A paper in the December 24 issue of Physical Review Letters goes to work on the finding of supposed faster-than-light neutrinos by the OPERA experiment. The FTL story has been popping up ever since OPERA — a collaboration between the Laboratori Nazionali del Gran Sasso (LNGS) in Gran Sasso, Italy and the CERN physics laboratory in Geneva — reported last September that neutrinos from CERN had arrived at Gran Sasso’s underground facilities 60 nanoseconds sooner than they would have been expected to arrive if travelling at the speed of light.

The resultant explosion of interest was understandable. Because neutrinos are now thought to have a non-zero mass, an FTL neutrino would be in direct violation of the theory of special relativity, which says that no object with mass can attain the speed of light. Now Ramanath Cowsik (Washington University, St. Louis) and collaborators have examined whether an FTL result was possible. Neutrinos in the experiment were produced by particle collisions that produced a stream of pions. The latter are unstable and decayed into muons and neutrinos.

What Cowsik and team wanted to know was whether pion decays could produce superluminal neutrinos, assuming the conservation of energy and momentum. The result:

“We’ve shown in this paper that if the neutrino that comes out of a pion decay were going faster than the speed of light, the pion lifetime would get longer, and the neutrino would carry a smaller fraction of the energy shared by the neutrino and the muon,” Cowsik says. “What’s more, these difficulties would only increase as the pion energy increases. So we are saying that in the present framework of physics, superluminal neutrinos would be difficult to produce.”
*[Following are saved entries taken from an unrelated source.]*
PR #73, opened 2015-09-23
Check env vars for enabling and log levels

### LINKED ISSUE #72: Ability to disable the trace agent using an env. var.
It would be nice to be able to disable the trace agent without having to modify the source. I am thinking an env. var. named `GCLOUD_TRACE_DISABLE`, which if set, would cause the trace agent to not start.

Similarly, it would be nice to have an environment variable that increases the log-level for the trace agent.

matthewloring:
Added two new flags:

  GCLOUD_TRACE_DISABLE: boolean, if set the agent will not enable
  GCLOUD_TRACE_LOGGING: numeric, sets the trace log level

Fixes #72

### DIFF
--- a/config.js
+++ b/config.js
@@ -18,9 +18,10 @@
 // Default configuration
 module.exports = {
   // Log levels: 0-disabled,1-error,2-warn,3-info,4-debug
-  logLevel: 1,
+  logLevel: process.env.hasOwnProperty('GCLOUD_LOG_LEVEL') ?
+    process.env.GCLOUD_LOG_LEVEL : 1,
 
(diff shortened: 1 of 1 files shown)


matthewloring:
@ofrobots PTAL

ofrobots:
Could you do this config.js, like the Debug agent? The config object is the [SSOT](https://en.wikipedia.org/wiki/Single_Source_of_Truth).

matthewloring:
@ofrobots Moved to config. PTAL.

ofrobots:
LGTM.

PR #75, opened 2015-09-23
Moved methods dep from dev to normal dependency

matthewloring:
It is required for the express hook. This wasn't caught by CI since all dev dependencies are installed there.

@ofrobots PTAL


ofrobots:
Please fix the commit title to be 50 characters at the most. Otherwise LGTM.

PR #78, opened 2015-09-25
Make log env var consistent with debug

matthewloring:


matthewloring:
@ofrobots PTAL.

ofrobots:
LGTM.

PR #79, opened 2015-09-27
Check framework versions using package.json

### LINKED ISSUE #24: Ability to find the package.json from a loaded module
We want to do version checks to make, e.g. that we are patching express v4+. The current mechanism of looking for internal properties that we know have been removed in v4 is a bit too brittle for my taste. It would be much better if we can figure out where the package.json for a loaded module is, and do a check against the version there.

matthewloring:
This patch uses module internals to load the package.json file
associated with required modules and uses them to determine module
versions instead of checking for the presence of non-public facing
api functions.

Fixes #24.

### DIFF
--- a/lib/hooks/index.js
+++ b/lib/hooks/index.js
@@ -18,7 +18,7 @@
 var Module = require('module');
 var shimmer = require('shimmer');
 var assert = require('assert');
-
+var path = require('path');
 
 //
 // All these operations need to be reversible
@@ -36,7 +36,8 @@ var toInstrument = Object.create(null, {
     value: {
       file: './userspace/hook-express.js',
       module: null,
-      hook: null
+      hook: null,
+      version: null
     }
   },
   'hapi': {
@@ -44,7 +45,8 @@ var toInstrument = Object.create(null, {
     value: {
       file: './userspace/hook-hapi.js',
       module: null,
-      hook: null
+      hook: null,
+      version: null
     }
   },
   'http': {
@@ -52,7 +54,8 @@ var toInstrument = Object.create(null, {
     value: {
       file: './core/hook-http.js',
       module: null,
-      hook: null
+      hook: null,
+      version: null
     }
   },
   'mongodb-core': {
@@ -60,7 +63,8 @@ var toInstrument = Object.create(null, {
     value: {
       file: './userspace/hook-mongodb-core.js',
       module: null,
-      hook: null
+      hook: null,
+      version: null
     }
   },
   'redis': {
@@ -68,7 +72,8 @@ var toInstrument = Object.create(null, {
     value: {
       file: './userspace/hook-redis.js',
       module: null,
-      hook: null
+      hook: null,
+      version: null
     }
   },
   'restify': {
@@ -76,10 +81,26 @@ var toInstrument = Object.create(null, {
     value: {
       file: './userspace/hook-restify.js',
       module: null,
-      hook: null
+      hook: null,
+      version: null
     }
   }
 });
+
+function findModuleVersion(request, parent, load) {
+  var mainScriptDir = path.dirname(require.resolve(request));
+  var resolvedModule = Module._resolveLookupPaths(request, parent);
+  var paths = resolvedModule[1];
+  for (var i = 0, PL = paths.length; i < PL; i++) {
+    if (mainScriptDir.indexOf(paths[i]) === 0) {
+      // This is unsafe on windows if request contains a namespace
+      // TODO: convert path separators in request
+      var pjson = load(path.join(paths[i], request, 'package.json'));
+      return pjson.version;
+    }
+  }
+  return null;
+}
 
 function activate(agent) {
 
@@ -90,7 +111,7 @@ function activate(agent) {
     // Load the hook. This file, i.e. index.js, becomes the parent module.
     var moduleHook = loadFn(instrumentation.file, module, false);
     instrumentation.hook = moduleHook;
-    moduleHook.patch(instrumentation.module, agent);
+    moduleHook.patch(instrumentation.module, agent, instrumentation.version);
   }
 
   // hook into Module._load so that we can hook into userspace frameworks
@@ -116,6 +137,8 @@ function activate(agent) {
         if (instrumentation && agent.config().excludedHooks &&
             agent.config().excludedHooks.indexOf(request) === -1 &&
             !instrumentation.hook) { // not already patched.
+          instrumentation.version = findModuleVersion(request, arguments[1],
+              originalModuleLoad);
           instrumentation.module = loaded;
           loadHookAndPatch(originalModuleLoad, instrumentation);
         }
@@ -142,7 +165,8 @@ function deactivate() {
 
 module.exports = {
   activate: activate,
-  deactivate: deactivate
+  deactivate: deactivate,
+  findModuleVersion: findModuleVersion
 };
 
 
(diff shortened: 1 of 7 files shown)


matthewloring:
@ofrobots I noticed a weird behavior with npm. If `"hapi": "^8.8.0"` is specified in the `package.json` file, npm was actually installing `8.8.1`. Does npm automatically try to get your the highest non-breaking revision of the package or do you know of another mechanism that explains this?

ofrobots:
That's the expected behaviour. This [article](https://nodesource.com/blog/semver-tilde-and-caret) might be good reading on what caret means in node-semver.

matthewloring:
I've updated to check only for major version match. PTAL.

lib/hooks/userspace/hook-express.js
```diff
@@ -101,12 +103,8 @@ function endRootSpanForRequest(rootContext, req, res) {
...
 
 module.exports = {
-  patch: function(express_, agent_) {
-    // We only support express v4. In the past express exported a version property
-    // that would have been great for this purpose, but v3.x removed it. Instead
-    // we rely on 'createServer' export that was removed in v4.
-    // See: https://github.com/strongloop/express/wiki/Migrating-from-3.x-to-4.x
-    if (typeof module.createServer !== 'undefined') {
+  patch: function(express_, agent_, version_) {
+    if (SUPPORTED_VERSIONS.indexOf(version_.split('.')[0]) === -1) {
```
ofrobots: Use the [semver](https://www.npmjs.com/package/semver) module instead of hand-rolling this.

matthewloring: Was hoping to avoid the overhead of a require. Using this module now.

lib/hooks/index.js
```diff
@@ -116,6 +122,16 @@ function activate(agent) {
         if (instrumentation && agent.config().excludedHooks &&
             agent.config().excludedHooks.indexOf(request) === -1 &&
             !instrumentation.hook) { // not already patched.
+          var mainScriptDir = path.dirname(require.resolve(request));
```
ofrobots: Can you extract this in a function of its own.

lib/hooks/index.js
```diff
@@ -116,6 +122,16 @@ function activate(agent) {
...
+          var resolvedModule = Module._resolveLookupPaths.apply(this, arguments);
+          var paths = resolvedModule[1];
+          for (var i = 0, PL = paths.length; i < PL; i++) {
+            if (mainScriptDir.indexOf(paths[i]) === 0) {
+              var pjson = originalModuleLoad(path.join(paths[i], request, 'package.json'));
```
ofrobots: This might throw. Not sure if we are 100% confidence that it can't. I am still digesting the code, so I might get to 100%.

lib/hooks/index.js
matthewloring: Extracted and tested.

lib/hooks/index.js
matthewloring: It can throw on windows (I think). I've added a todo.

matthewloring:
@ofrobots I'm not attached to the `versions.js` file and I'm happy to rely on `semver` logic. I'm just hoping to get a nice enumerable list of versions to test against. If there is a nicer way of accomplishing this I'm happy to switch to that.

test/hooks/test-hooks-index.js
```diff
@@ -0,0 +1,39 @@
...
+ * See the License for the specific language governing permissions and
+ * limitations under the License.
+ */
+'use strict';
+
+var assert = require('assert');
+var Module = require('module');
+var findModuleVersion = require('../../lib/hooks/index.js').findModuleVersion;
+
+describe('findVersion', function() {
```
ofrobots: findModuleVersion

test/hooks/test-hooks-index.js
```diff
@@ -0,0 +1,39 @@
...
+  it('should correctly find package.json for userspace packages', function() {
+    assert.equal(findModuleVersion('express', module, Module._load), '4.13.3');
```
ofrobots: Hard-coded version number means that we need to keep this and package.json in sync. Could we do this some other way?

ofrobots:
Another problem with the versions.js file it is too rigid in how support is specified. We cannot limit support to subset of a major release. Can you elaborate on how you plan to use the enumerable versions to test against?

test/hooks/test-hooks-index.js
matthewloring: We could use the versions file and check that we loaded a compatible version. Alternatively, we could have a separate package.json that loads precise versions of certain modules. That would require a separate npm install but it would be easier to keep it up to date in parallel with the test. What we really want is the ability to require a particular version of a module or require by github url but that functionality isn't available yet.

test/hooks/test-hooks-index.js
matthewloring: Done.

matthewloring:
The structure of the file could be augmented to incorporate supported minor versions as well. The hope is to get an enumerable list as opposed to a rule so that the tests can dynamically create a project in fixtures for each supported version (as opposed to having to keep them updated in parallel). It would be easiest if the projects could be configured by iterating over versions and requiring package@version for each supported version instead of trying to determine the set of published versions satisfying a rule (likes >4).

matthewloring:
As per offline, `version.js` has been removed, we now compare against a semver expression stored per hook. We will defer the updates to the `findModuleVersion` tests until we separate modules we test from the dev dependencies.

lib/hooks/userspace/hook-express.js
```diff
@@ -19,12 +19,15 @@
...
 var TraceLabels = require('../../trace-labels.js');
 var shimmer = require('shimmer');
+var semver = require('semver');
 var patchedMethods = require('methods');
 patchedMethods.push('use', 'route', 'param', 'all');
 var constants = require('../../constants.js');
 var agent;
 var express;
 
+var SUPPORTED_VERSIONS = '4.13.x';
```
ofrobots: Why so strict? We don't support 4.12?

lib/hooks/userspace/hook-hapi.js
```diff
@@ -19,10 +19,13 @@
 var cls = require('../../cls.js');
 var TraceLabels = require('../../trace-labels.js');
 var shimmer = require('shimmer');
+var semver = require('semver');
 var constants = require('../../constants.js');
 var agent;
 var hapi;
 
+var SUPPORTED_VERSIONS = '8.8.x';
```
ofrobots: Likewise.

lib/hooks/userspace/hook-mongodb-core.js
```diff
@@ -18,9 +18,12 @@
 
 var cls = require('../../cls.js');
 var shimmer = require('shimmer');
+var semver = require('semver');
 var agent;
 var mongo;
 
+var SUPPORTED_VERSIONS = '1.2.x';
```
ofrobots: Likewise.

lib/hooks/userspace/hook-redis.js
```diff
@@ -18,9 +18,12 @@
 
 var cls = require('../../cls.js');
 var shimmer = require('shimmer');
+var semver = require('semver');
 var agent;
 var redis;
 
+var SUPPORTED_VERSIONS = '0.12.x';
```
ofrobots: Likewise.

matthewloring:
I can relax all of these major versions (except redis) but we have not yet ever tested against another other than the minors included above. I was hoping to relax them once we had tests in place to validate that we do in fact support them. Redis is different because with it still being in version `0.x` there are api breaking changes in previous minor versions if my understanding of `semver` is correct.

ofrobots:
LGTM if we can address #13 next and relax the versions listed in this CL.

PR #107, opened 2015-10-19
Report query and result information for mongodb

### LINKED ISSUE #97: Save more operation data on mongodb operations
* Query/Update parameter
* Result Size? Results?

matthewloring:
This information is only reported if the `enhancedReporting` flag is
set.

Fixes #97.

### DIFF
--- a/config.js
+++ b/config.js
@@ -22,6 +22,14 @@ module.exports = {
 
   enabled: true,
 
+  // If true, information about query parameters and results will be
+  // attached to spans representating database operations.
+  enhancedDatabaseReporting: false,
+
+  // The maximum result size in characters to report on database spans if
+  // `enhancedDatabaseReporting` is enabled.
+  databaseResultReportingSize: 127,
+
   // Valid entries are:
   // 'express', 'hapi', 'http', 'mongodb-core', restify'
   excludedHooks: [],
--- a/lib/hooks/userspace/hook-mongodb-core.js
+++ b/lib/hooks/userspace/hook-mongodb-core.js
@@ -16,6 +16,7 @@
 
 'use strict';
 
+var traceUtil = require('../../util.js');
 var cls = require('../../cls.js');
 var shimmer = require('shimmer');
 var semver = require('semver');
@@ -34,7 +35,11 @@ function nextWrap(next) {
     } else if (root === SpanData.nullSpan) {
       return next.apply(this, arguments);
     }
-    var span = agent.startSpan('mongo-cursor', { db: this.ns });
+    var labels = { db: this.ns };
+    if (agent.config_.enhancedDatabaseReporting) {
+      labels.cmd = JSON.stringify(this.cmd);
+    }
+    var span = agent.startSpan('mongo-cursor', labels);
     return next.call(this, wrapCallback(span, cb));
   };
 }
@@ -50,7 +55,11 @@ function wrapWithLabel(label) {
       } else if (root === SpanData.nullSpan) {
         return original.apply(this, arguments);
       }
-      var span = agent.startSpan(label, { db: ns });
+      var labels = { db: ns };
+      if (agent.config_.enhancedDatabaseReporting) {
+        labels.operations = JSON.stringify(ops);
+      }
+      var span = agent.startSpan(label, labels);
       if (typeof options === 'function') {
         return original.call(this, ns, ops,
           wrapCallback(span, options));
@@ -62,9 +71,29 @@ function wrapWithLabel(label) {
   };
 }
 
+/**
+ * Wraps the provided callback so that the provided span will
+ * be closed immediately after the callback is invoked.
+ *
+ * @param {Span} span The span to be closed.
+ * @param {Function} done The callback to be wrapped.
+ * @return {Function} The wrapped function.
+ */
 function wrapCallback(span, done) {
   var fn = function(err, res) {
-    agent.endSpan(span);
+    var labels = {};
+    if (agent.config_.enhancedDatabaseReporting) {
+      if (err) {
+        // Errors may contain sensitive query parameters.
+        labels.mongoError = err;
+      }
+      if (res) {
+        var result = res.result ? res.result : res;
+        labels.results = traceUtil.stringifyPrefix(result,
+          agent.config_.databaseResultReportingSize);
+      }
+    }
+    agent.endSpan(span, labels);
     if (done) {
       done(err, res);
     }
--- a/lib/util.js
+++ b/lib/util.js
@@ -1,0 +1,68 @@
+/**
+ * Copyright 2015 Google Inc. All Rights Reserved.
+ *
+ * Licensed under the Apache License, Version 2.0 (the "License");
+ * you may not use this file except in compliance with the License.
+ * You may obtain a copy of the License at
+ *
+ *      http://www.apache.org/licenses/LICENSE-2.0
+ *
+ * Unless required by applicable law or agreed to in writing, software
+ * distributed under the License is distributed on an "AS IS" BASIS,
+ * WITHOUT WARRANTIES OR CONDITIONS OF ANY KIND, either express or implied.
+ * See the License for the specific language governing permissions and
+ * limitations under the License.
+ */
+
+'use strict';
+
+/**
+ * Produces an object summarization of limited size. This summarization
+ * does not adhere to the JSON spec so it cannot be reparsed even if
+ * the entire object fits inside the desired size.
+ *
+ * @param {Object} o The object to be summarized.
+ * @param {number} n Max length of the summary.
+ */
+function stringifyPrefix(o, n) {
+  var buf = new Buffer(n);
+  var pos = 0;
+  var worklist = [];
+  function pushObject(o) {
+    var keys = Object.keys(o);
+    for (var i = Math.min(keys.length - 1, Math.floor(n/4)); i >= 0; i--) {
+      worklist.push((i === keys.length - 1) ? '}' : ',');
+      worklist.push(o[keys[i]]);
+      worklist.push(':');
+      worklist.push(keys[i]);
+    }
+    worklist.push('{');
+  }
+  worklist.push(o);
+  while (worklist.length > 0) {
+    var elem = worklist.pop();
+    if (elem && typeof elem === 'object') {
+      pushObject(elem);
+    } else {
+      var val;
+      if (typeof elem === 'function') {
+        val = '[Function]';
+      } else if (typeof elem === 'string') {
+        val = elem;
+      } else {
+        // Undefined, Null, Boolean, Number, Symbol
+        val = String(elem);
+      }
+      pos += buf.write(val, pos);
+      if (buf.length === pos) {
+        buf.write('...', pos - 3);
+        break;
+      }
+    }
+  }
+  return buf.toString('utf8', 0, pos);
+}
+
+module.exports = {
+  stringifyPrefix: stringifyPrefix
+};
--- a/test/hooks/common.js
+++ b/test/hooks/common.js
@@ -20,7 +20,8 @@ if (!process.env.GCLOUD_PROJECT_NUM) {
   process.exit(1);
 }
 
-var agent = require('../..').start({ samplingRate: -1 }).private_();
+var config = { enhancedReporting: true, samplingRate: -1 };
+var agent = require('../..').start(config).private_();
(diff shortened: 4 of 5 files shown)


matthewloring:
@ofrobots PTAL. We can incorporate some way of not reporting large results such as "if more than n results, display count instead of full result" but this doesn't account for large single documents. I'm not sure there is a nice way to handle the latter without asking them to filter by documents fields which we would have to take as a config option. I wanted to make sure there was a real concern about response size before implementing a heuristic like the one above.

config.js
```diff
@@ -22,6 +22,10 @@ module.exports = {
 
   enabled: true,
 
+  // If true, information about query parameters and results will be
+  // attached to spans representating database operations.
+  enhancedReporting: false,
```
ofrobots: Could we use a more descriptive name? Enhanced could mean anything. It also closes the door on us adding a really enhanced tracing mode later on :smile:.

ofrobots:
I agree with both concerns; we shouldn't trace too many documents, and neither should we trace large single documents. Both should be controlled using a size limit of some sort. i.e. never trace more than, say, 256 bytes on a single capture. So you return the document count (always) and the first `config_.documentResultsLimitBytes` bytes of the resulting documents(s).

Ideally such limiting would be done before any stringification is done.

matthewloring:
Is there a natural way to gather the "first" n bytes of a javascript object? I can add logging of counts but I'm not sure how document limiting could be done. I'm also not sure how easily a partial javascript object could be stringified.

config.js

ofrobots:
> Is there a natural way to gather the "first" n bytes of a javascript object? I can add logging of counts but I'm not sure how document limiting could be done. I'm also not sure how easily a partial javascript object could be stringified.

Can you do some research?

matthewloring:
On it!

matthewloring:
I didn't find anything too useful for truncating an object to a particular size. The problem is that there are lots of possible heuristics and it takes information about the structure of the objects being stored in mongo to choose the best one. It is unlikely that there is a single heuristic that provides a meaningful result most of the time so I would be inclined to leave this for now (until large single documents become problematic). I've limited the result to at most 3 objects for now which should handle the much more common case of querying many documents.

matthewloring:

ofrobots:
> until large single documents become problematic

This should be fixed from the start. We know large documents exist. I think you will have to do much of the work JSON.stringify does, manually.

matthewloring:
Hmm, ok. I could see objects growing large for a few reasons:

1. Many top level keys
1. Deeply nested values
1. Very large non-json values
1. Very large keys

I'm going to hope that 4. won't be a problem for us. I could apply a heuristic that addresses each of the others if you foresee one being substantially more important. Otherwise we could analyze the object and apply some combination to address each of these concerns as they are discovered. 

I would prefer if the UI allowed some nice display of large JSON (collapsing nested objects, etc) since it doesn't feel good to omit arbitrary data without having an understanding of what is important for the user. Unfortunately, I'm not sure if/when that would be a priority for the UI team.

Do you have a preference for addressing the cases above or do you want a fully general solution that addresses all of them at the cost of complexity.

ofrobots:
I'm not very sure about 3.. what would be a large non-json value. 

If the results documents are to be included at all in the captured traces, we need to address these issues. I would be okay with this PR only capturing the result count as opposed to the documents, and you can address the documents later on as a follow-on PR when you have time to implement truncation heuristics above.

matthewloring:
3 would be the result of storing arbitrarily sized strings or binary data (this happens frequently with compression to my understanding). I can implement something like "show the first 20 bytes of each key and the first 30 bytes of each value for the first 5 key value pairs". My only concern is that the more dimensions we truncate on with arbitrary cutoffs, the more reasonable documents we truncate. Alternatively, would could gather relative sizes of objects stored at each key value location and eliminate values in reverse size order until we are under a total byte limit. I am happy to include a truncation mechanism in this PR, I'm just trying to get a gauge of how much time complexity you want to invest in preserving readability as much as possible.

matthewloring:
I put together an example heuristic as food for discussion:

```javascript
function getReplacer(numObjects) {
  return function replacer(k, v) {
    var isArray = Array.isArray(v);
    if (isArray || typeof v === 'object') {
      if (numObjects === 0) {
        return '...';
      }
      numObjects--
      if (isArray) {
        if (v.length > 5) {
          v = v.slice(0, 5);
          v.push('...');
        }
      }
      return v;
    } else if (typeof v === 'string') {
      if (v.length > 15) {
        v = v.substr(0, 15) + '...';
      }
      return v;
    }
    return v;
  };
}
```

If we define the object:

```javascript
var o = {"a": [1, 2, 3, 4, 6, 7, 9, 10], "b": "mysuperlongcompressedbyinarydataorhashorsaltorsomething", "c": {"a": {"b": {"c": {"d": {"e": "hi"}}}}}};
```

Then `JSON.parse(JSON.stringify(o, getReplacer(3)))` produces:

```javascript
{"a": [1, 2, 3, 4, 6, "..."], "b": "mysuperlongcomp...", "c": {"a": "..."}}
```

A solution like this would address 2 and 3 above but does not currently limit the number of object keys displayed. If we want to pursue something sufficiently more complicated, it may make sense to pull the logic out into a separate module.

ofrobots:
For food for thought also consider what the debug agent does: https://github.com/ofrobots/cloud-debug-nodejs/blob/master/lib/state.js#L120

Basically you do a breadth-first-walk of the object graph and abandon the queue once you have reached a particular size heuristic.

matthewloring:
That would be a good alternative. My hope was to display at least something for each key in the top level object if possible. The worry would be that the very first field of the document takes up the entirety of the size quota preventing other keys from being displayed.

ofrobots:
Even the first field should be truncated if it is too big.

matthewloring:
Definitely, I was just hoping to come up with something that would truncate a little more aggressively so that other parts of the documents make it to the UI as well. I'm happy to proceed with the dfs approach if that is sufficient!

ofrobots:
I think a combination of the two approaches might be nice as long as there are configuration knobs that can be used to adjust (sounds like than two knobs might be sufficient). BTW, you want bfs rather than dfs.

matthewloring:
@ofrobots Thoughts on an approach like this? It requires generators which means transpilation for 0.12. The primary reason to use generators over a more traditional approach is to avoid unfolding all of an objects key, value pairs before we know that they will be required.

```javascript
function stringifyPrefix(n, o) {
  var buf = new Buffer(n);
  var pos = 0;
  function* yielder(o) {
    if (typeof o === 'object') {
      yield '{';
      var keys = Object.keys(o);
      for (var i = 0; i < keys.length; i++) {
        yield* [keys[i], ':'];
        yield* yielder(o[keys[i]]);
        yield (i < keys.length - 1) ? ',' : '}';
      }
    } else {
      yield String(o);
    }
  }
  for (var val of yielder(o)) {
    pos += buf.write(val, pos);
    if (buf.length === pos) {
      buf.write('...', pos - 3);
      break;
    }
  }
  return buf.toString('utf8', 0, pos);
}
```

Alternatively, we can do a slightly more greedy but non generator dependent version:

```javascript
function stringifyPrefix(n, o) {
  var buf = new Buffer(n);
  var pos = 0;
  var worklist = [];
  function pushObject(o) {
    var keys = Object.keys(o);
    for (var i = keys.length - 1; i >= 0; i--) {
      worklist.unshift((i === keys.length - 1) ? '}' : ',');
      worklist.unshift(o[keys[i]]);
      worklist.unshift(':');
      worklist.unshift(keys[i]);
    }
    worklist.unshift('{');
  }
  worklist.push(o);
  while (worklist.length > 0) {
    var elem = worklist.shift();
    if (typeof elem === 'object') {
      pushObject(elem);
    } else {
      pos += buf.write(String(elem), pos);
      if (buf.length === pos) {
        buf.write('...', pos - 3);
        break;
      }
    }
  }
  return buf.toString('utf8', 0, pos);
}
```

ofrobots:
The problem with using ES6 + transpilation is that I will no longer be qualified to do code reviews as I still have to pick up ES6 in detail and would want to know the performance implications of whatever transpiler we use (i.e. know what it does). This would be an ugly hack, but, could you statically transpile that generator code above and check it in? I don't expect we'll be changing the source logic a lot going forward?

matthewloring:
I think the statically compiled code will be too unpleasant to have in the codebase. Lets use the lower version for now and we can revisit generators if there are still performance issues.

ofrobots:
Added comments. LMK when this is ready for review again.

matthewloring:

matthewloring:
@ofrobots Added comment on error reporting.

lib/hooks/userspace/hook-mongodb-core.js
```diff
@@ -43,21 +48,45 @@ function wrapWithLabel(label) {
...
-      var span = agent.startSpan(label, { db: ns });
+      var labels = { db: ns };
+      if (agent.config_.enhancedDatabaseReporting) {
+        labels.operations = JSON.stringify(ops);
+      }
+      var span = agent.startSpan(label, labels);
       if (typeof options === 'function') {
         return original.call(this, ns, ops,
-          wrapCallback(span, options));
+          wrapCallback(span, options, 127));
```
ofrobots: Mumble about hard-coded constant. I would prefer this to be exposed in the config so that the user can customize this if necessary.

lib/util.js
```diff
@@ -0,0 +1,59 @@
...
+
+/**
+ * Produces an object summarization of limited size. This summarization
+ * does not adhere to the JSON spec so it cannot be reparsed even if
+ * the entire object fits inside the desired size.
+ *
+ * @param {number} n Max length of the summary.
+ * @param {Object} o The object to be summarized.
+ */
+function stringifyPrefix(n, o) {
```
ofrobots: Minor nit: it would preferable to have the order of the arguments reversed – that would sound more 'standard' to me, but I won't necessarily be able to dig a up 'standard' documenting that.

lib/hooks/userspace/hook-mongodb-core.js
matthewloring: Done.

lib/util.js
matthewloring: Fixed.

matthewloring:

lib/util.js
```diff
@@ -0,0 +1,59 @@
...
+ *
+ * @param {Object} o The object to be summarized.
+ * @param {number} n Max length of the summary.
+ */
+function stringifyPrefix(o, n) {
+  var buf = new Buffer(n);
+  var pos = 0;
+  var worklist = [];
+  function pushObject(o) {
+    var keys = Object.keys(o);
```
ofrobots: will throw if o is null.

matthewloring: Fixed.

matthewloring:
@ofrobots There are lots of possible optimizations that involve tweaking array allocations but I think what we have now is more performant than fully stringifying and addresses the correctness concerns.

matthewloring:
@ofrobots Removed environmental variable for controlling enhanced logging in anticipation of #115

lib/util.js
```diff
@@ -0,0 +1,68 @@
...
+    for (var i = keys.length - 1; i >= 0; i--) {
```
ofrobots: You may want to consider something similar to https://github.com/GoogleCloudPlatform/cloud-debug-nodejs/blob/master/lib/state.js#L351 to prevent pathologies with really large numbers of keys. This might be as simple as initializing i as `var i = min(keys.length - 1, config.maxProperties)`. WDYT?

matthewloring: Hmm, protecting against many keys is good but I hesitate to expose this as a user facing knob as it feels too much like an algorithmic detail. They've already given us a max buffer size and shouldn't have to reason about the details of key processing. We could limit it at `n/4` since we expect to put at least 4 characters in the buffer per key in the object. It is a rougher approximation but shields the user. On another note, I like the tonicdev approach to summarization and I was thinking about how to implement it efficiently but it only really works if you're able to drill down into the objects replaced with `...`.

ofrobots: n/4 sgtm.

ofrobots:
LGTM w/ following comments
1. once n/4 heuristics on the keys is implemented.
2. Please add a few unit tests for stringifyPrefix.

Do not this land yet however.

matthewloring:
All fixed, I will land this when possible.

This news release from Washington University gives more details, pointing out that an important check on the OPERA results is the Antarctic neutrino observatory called IceCube, which detects neutrinos from a far different source than CERN. Cosmic rays striking the Earth’s atmosphere produce neutrinos with energies that IceCube has recorded that are in some cases 10,000 times higher than the neutrinos from the OPERA experiment. The IceCube results show that the high-energy pions from which the neutrinos decay generate neutrinos that come close to the speed of light but do not surpass it. This is backed up by conservation of energy and momentum calculations showing that the lifetimes of these pions would be too long for them to decay into superluminal neutrinos. The tantalizing OPERA results look more than ever in doubt.

Image: The IceCube experiment in Antarctica provides an experimental check on Cowsik’s theoretical calculations. According to Cowsik, neutrinos with extremely high energies should show up at IceCube only if superluminal neutrinos are an impossibility. Because IceCube is seeing high-energy neutrinos, there must be something wrong with the observation of superluminal neutrinos. Credit: ICE.WUSTL.EDU/Pete Guest.

As we continue to home in on what happened in the OPERA experiment, it’s heartening to see how many physicists are praising the OPERA team for their methods. Cowsik himself notes that the OPERA scientists worked for months searching for possible errors and, when they found none, published in an attempt to involve the physics community in solving the conundrum. Since then, Andrew Cohen and Sheldon Glashow have shown (in Physical Review Letters) that if superluminal neutrinos existed, they would radiate energy in the form of electron-positron pairs.

“We are saying that, given physics as we know it today, it should be hard to produce any neutrinos with superluminal velocities, and Cohen and Glashow are saying that even if you did, they’d quickly radiate away their energy and slow down,” Cowsik says.

The paper is Cowsik et al., “Superluminal Neutrinos at OPERA Confront Pion Decay Kinematics,” Physical Review Letters 107, 251801 (2011). Abstract available. The Cohen/Glashow paper is “Pair Creation Constrains Superluminal Neutrino Propagation,” Physical Review Letters 107, 181803 (2011), with abstract available here.